13. In Commissioner of Income Tax v. Late G.D. Naidu, [1987] 165 ITR 63, compensation paid to the assessee was referable to a restrictive covenant in an agreement between the assessee and another party. The question that arose was whether the amount was a capital expenditure or not. The Supreme Court held that in so far as the assessee is concerned, he did not acquire any separate business nor was any competition eliminated by such an acquisition. Since there was no acquisition of any business by payment of the amount referable to the restrictive covenant and no benefit of an enduring nature was acquired, the Tribunal was correct in holding that the payment could only be treated as revenue outlay and not capital in nature.

14. In Alembic Chemical Works Co. Ltd. v. Commissioner of Income Tax, [1989] 177 ITR 377, the Supreme Court observed as follows: There is also no single definitive criterion which, by itself, is determinative as to whether a particular outlay is capital or revenue. What is relevant is the purpose of the outlay and its intended object and effect, considered in a common sense way having regard to the business realities. In a given case, the test of enduring benefit might break down.

15. In Commissioner of Income Tax v. Madras Auto Service (P) Ltd., [1998] 233 ITR 468, the Supreme Court referred to Assam Bengal Cement Co. Ltd. and summarized the tests for determining whether an outlay is revenue or capital by giving the following three principles:

1. Outlay is deemed to be capital when it is made for the initiation of a business, for extension of a business, or for a substantial replacement of equipment.

2. Expenditure may be treated as properly attributable to capital when it is made not only once and for all, but with a view to bringing into existence an asset or an advantage for the enduring benefit of a trade. If what is got rid of by a lump sum payment is an annual business expense chargeable against revenue, the lump sum payment should equally be regarded as a business expense, but if the lump sum payment brings in a capital asset, then that puts the business on another footing altogether.

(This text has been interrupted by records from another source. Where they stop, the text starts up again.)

PR #923, opened 2026-02-19
fix(parser): Correlated subqueries in JOIN ON clauses can now reference right-side columns

mbasmanova:
Summary:
When a JOIN ON clause contained a correlated subquery referencing columns from the right side of the join, the parser threw Cannot resolve column. 

This was because toExpr processed the ON clause using only the left builder's scope — subqueries could only resolve correlated references against left-side columns.

Root cause in PrestoParser.cpp processFrom:
  1. Left side built → leftBuilder has left columns
  2. Right side built → rightBuilder has right columns
  3. builder_ = leftBuilder — ON clause processed with only left-side scope
  4. When toExpr encountered a subquery, it captured scope from builder_ (left only)
  5. Correlated refs to right-side columns (e.g., r.r_regionkey) failed

Fix: After building both sides, create a combined scope lambda that tries the left scope first, then the right scope. Create a temporary builder with this combined scope for processing the ON clause. This allows subqueries to resolve correlated references from either side.

Differential Revision: D93757619

### DIFF
--- a/axiom/sql/presto/PrestoParser.cpp
+++ b/axiom/sql/presto/PrestoParser.cpp
@@ -1153,14 +1153,28 @@ class RelationPlanner : public AstVisitor {
 
       auto leftBuilder = builder_;
 
-      lp::PlanBuilder::Scope scope;
-      leftBuilder->captureScope(scope);
+      lp::PlanBuilder::Scope leftScope;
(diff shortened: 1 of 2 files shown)


xiaoxmeng (approved):
@mbasmanova thanks!

PR #956, opened 2026-02-24
fix: De-flake LocalRunnerTest.error

mbasmanova:
Summary:
  Fix a race condition in LocalRunner::abort() that causes a heap-use-after-free detected by ASAN under stress testing.

  The bug: abort() iterates over stages_ to call Task::setError() on each task, but waitForCompletion() running on another thread can concurrently clear stages_, freeing
  the tasks while abort() still holds references to them.

  The fix: take a local copy of the task shared pointers under the mutex before iterating, so the tasks remain alive regardless of what waitForCompletion() does to
  stages_.

Differential Revision: D94276142

### DIFF
--- a/axiom/runner/LocalRunner.cpp
+++ b/axiom/runner/LocalRunner.cpp
@@ -261,12 +261,21 @@ void LocalRunner::abort() {
     }
   }
   VELOX_CHECK(state_ != State::kInitialized);
-  // Setting errors is thread safe. The stages do not change after
-  // initialization.
-  for (auto& stage : stages_) {
-    for (auto& task : stage) {
-      task->setError(error_);
+
+  // Take a local copy of tasks under the mutex to prevent use-after-free if
+  // waitForCompletion() clears stages_ concurrently.
+  std::vector<std::shared_ptr<velox::exec::Task>> tasks;
+  {
+    std::lock_guard<std::mutex> l(mutex_);
+    for (auto& stage : stages_) {
+      for (auto& task : stage) {
+        tasks.push_back(task);
+      }
     }
+  }
+
+  for (auto& task : tasks) {
+    task->setError(error_);
   }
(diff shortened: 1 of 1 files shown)


axiom/runner/LocalRunner.cpp
```diff
@@ -261,13 +261,22 @@ void LocalRunner::abort() {
...
-      task->setError(error_);
+
+  // Take a local copy of tasks under the mutex to prevent use-after-free if
+  // waitForCompletion() clears stages_ concurrently.
+  std::vector<std::shared_ptr<velox::exec::Task>> tasks;
+  {
+    std::lock_guard<std::mutex> l(mutex_);
+    for (auto& stage : stages_) {
+      for (auto& task : stage) {
+        tasks.push_back(task);
```
hdikeman: setError seems fairly lightweight, assuming the onError_ callback is not set. Is it worth making copies or should we just set the errors here, under the lock?

mbasmanova: It doesn't see lightweight to me. Also, it may change w/o notice. Am I missing anything?

```
void Task::setError(const std::exception_ptr& exception) {
  TestValue::adjust("facebook::velox::exec::Task::setError", this);
  {
    std::lock_guard<std::timed_mutex> l(mutex_);
    if (not isRunningLocked()) {
      return;
    }
    if (exception_ != nullptr) {
      return;
    }
    exception_ = exception;
  }
  terminate(TaskState::kFailed);
  if (onError_) {
    onError_(exception_);
  }
}

void Task::setError(const std::string& message) {
  // The only way to acquire an std::exception_ptr is via throw and
  // std::current_exception().
  try {
    throw std::runtime_error(message);
  } catch (const std::runtime_error&) {
    setError(std::current_exception());
  }
}
```

Issue #925, opened 2026-02-20
SELECT expressions lose mappings


peterenescu:
Queries that use **expressions** (not simple column references) (i.e. `col + 1`) in both the `SELECT` and `ORDER BY` crash due to unfound mappings.

## Reproduction

**Failing query:**
```sql
SELECT a + b FROM ( VALUES (1, 2) ) t(a, b) ORDER BY a + b;
```

**Succeeding query:**
```sql
SELECT a FROM ( VALUES (1, 2) ) t(a, b) ORDER BY a;
```

## Expected Behavior

Both queries should execute successfully.

## Additional Cases to Verify

```sql
-- Expression with constants
SELECT a + 1 FROM ( VALUES (1) ) t(a) ORDER BY a + 1;

-- Multiple expressions
SELECT a + b, a - b FROM ( VALUES (1, 2) ) t(a, b) ORDER BY a + b;

-- Nested subquery with expressions
SELECT x FROM (SELECT a + b AS x FROM ( VALUES (1, 2) ) t(a, b)) ORDER BY x;

-- Expression in ORDER BY not in SELECT
SELECT a FROM ( VALUES (1, 2) ) t(a, b) ORDER BY a + b;
```

mbasmanova:
This is fixed now:

```
SQL> SELECT a + b FROM ( VALUES (1, 2) ) t(a, b) ORDER BY a + b;
----
expr
----
   3
(1 rows in 1 batches)
```

PR #986, opened 2026-03-02
feat(parser): Resolve ORDER BY expressions against projection outputs

peterenescu:
Summary:
When ORDER BY references an expression that also appears in SELECT (e.g. `SELECT a + b FROM t ORDER BY a + b`), the expression needs to resolve against the projected output. However, after `project()`, the result is stored under an auto-generated internal name (e.g. `expr_0`) not registered in `outputMapping_`, so `resolveScalarTypes()` couldn't match it.

This adds a `projectionExpressionMap_` to `PlanBuilder` that maps unresolved projection expressions to their output column names:

- In `project()`, non-trivial expressions are saved into the map.
- In `resolveScalarTypes()`, before leaf-level column resolution, the entire expression is checked against the map. If matched, an `InputReferenceExpr` pointing to the projection output is returned directly.

Resolves https://github.com/facebookincubator/axiom/issues/925

Differential Revision: D94931869

### DIFF
--- a/axiom/logical_plan/PlanBuilder.cpp
+++ b/axiom/logical_plan/PlanBuilder.cpp
@@ -727,6 +727,13 @@ PlanBuilder& PlanBuilder::project(const std::vector<ExprApi>& projections) {
 
   resolveProjections(projections, outputNames, exprs, *newOutputMapping);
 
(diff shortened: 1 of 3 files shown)


natashasehgal (approved):
LGTM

3. Whether for the purpose of the expenditure, any capital was withdrawn, or, in other words, whether the object of incurring the expenditure was to employ what was taken in as capital of the business. Again, it is to be seen whether the expenditure incurred was part of the fixed capital of the business or part of its circulating capital. (Italics in original)

16. In Madras Auto Service, the assessee had spent some amount to construct a new building after demolishing the old building in which the assessee was a lessee. The assessee had the benefit of the existing lease in respect of the new building at an agreed rent for a period of 39 years. The rent as stipulated in the lease was extremely low but it was found that the concessional rent was on account of the fact that the new building was constructed by the lessee at its own cost. The Supreme Court held that the advantage that the assessee derived by spending the money was that it got the lease of a new building at a low rent. From a business point of view, therefore, the assessee got the benefit of reduced rent and the expenditure must, consequently, be treated as a revenue expenditure.

17. Applying all these principles to the present case, a few facts stand out quite clearly. The Assessee did not acquire any capital asset by making the payment of non-compete fee. It merely eliminated competition in the two wheeler business, for a while. From the record, it is not clear how long the restrictive covenant was to last, but it was neither permanent nor ephemeral. In that sense, the advantage was not of an enduring nature. There is also nothing to show that the amount of Rs. 4 crores was drawn out of the capital of the Assessee. On a cumulative appreciation of these facts, it must be held that the CIT (A) and the Tribunal did not err in concluding that the payment of non­compete fee by the Assessee was a business expenditure and not a capital expenditure.

18.  No substantial question of law arises for consideration. The appeal is dismissed.